=== Begin Enclosure ===

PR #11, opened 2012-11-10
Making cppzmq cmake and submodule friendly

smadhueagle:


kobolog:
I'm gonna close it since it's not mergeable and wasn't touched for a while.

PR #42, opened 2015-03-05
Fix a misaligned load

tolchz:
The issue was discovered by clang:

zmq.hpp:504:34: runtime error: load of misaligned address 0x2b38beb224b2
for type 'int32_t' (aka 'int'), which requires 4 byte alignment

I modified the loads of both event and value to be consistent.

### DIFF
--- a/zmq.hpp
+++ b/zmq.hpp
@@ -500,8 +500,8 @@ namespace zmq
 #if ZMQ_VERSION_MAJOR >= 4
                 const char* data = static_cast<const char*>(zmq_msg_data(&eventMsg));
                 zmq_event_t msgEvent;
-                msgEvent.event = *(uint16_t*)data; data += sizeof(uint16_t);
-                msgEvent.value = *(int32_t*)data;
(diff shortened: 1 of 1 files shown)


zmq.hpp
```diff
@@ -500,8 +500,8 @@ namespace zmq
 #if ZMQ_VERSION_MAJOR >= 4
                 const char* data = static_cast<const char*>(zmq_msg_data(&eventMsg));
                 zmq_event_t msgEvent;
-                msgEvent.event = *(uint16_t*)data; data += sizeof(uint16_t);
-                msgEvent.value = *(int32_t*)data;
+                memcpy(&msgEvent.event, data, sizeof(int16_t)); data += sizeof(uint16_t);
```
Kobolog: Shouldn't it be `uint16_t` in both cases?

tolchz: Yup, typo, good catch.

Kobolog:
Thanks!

=== End Enclosure ===

An exact transcription of the entries is needed, complete to the final line.

PR #11, opened 2012-11-10
Making cppzmq cmake and submodule friendly

smadhueagle:


kobolog:
I'm gonna close it since it's not mergeable and wasn't touched for a while.

PR #42, opened 2015-03-05
Fix a misaligned load

tolchz:
The issue was discovered by clang:

zmq.hpp:504:34: runtime error: load of misaligned address 0x2b38beb224b2
for type 'int32_t' (aka 'int'), which requires 4 byte alignment

I modified the loads of both event and value to be consistent.

### DIFF
--- a/zmq.hpp
+++ b/zmq.hpp
@@ -500,8 +500,8 @@ namespace zmq
 #if ZMQ_VERSION_MAJOR >= 4
                 const char* data = static_cast<const char*>(zmq_msg_data(&eventMsg));
                 zmq_event_t msgEvent;
-                msgEvent.event = *(uint16_t*)data; data += sizeof(uint16_t);
-                msgEvent.value = *(int32_t*)data;
(diff shortened: 1 of 1 files shown)


zmq.hpp
```diff
@@ -500,8 +500,8 @@ namespace zmq
 #if ZMQ_VERSION_MAJOR >= 4
                 const char* data = static_cast<const char*>(zmq_msg_data(&eventMsg));
                 zmq_event_t msgEvent;
-                msgEvent.event = *(uint16_t*)data; data += sizeof(uint16_t);
-                msgEvent.value = *(int32_t*)data;
+                memcpy(&msgEvent.event, data, sizeof(int16_t)); data += sizeof(uint16_t);
```
Kobolog: Shouldn't it be `uint16_t` in both cases?

tolchz: Yup, typo, good catch.

Kobolog:
Thanks!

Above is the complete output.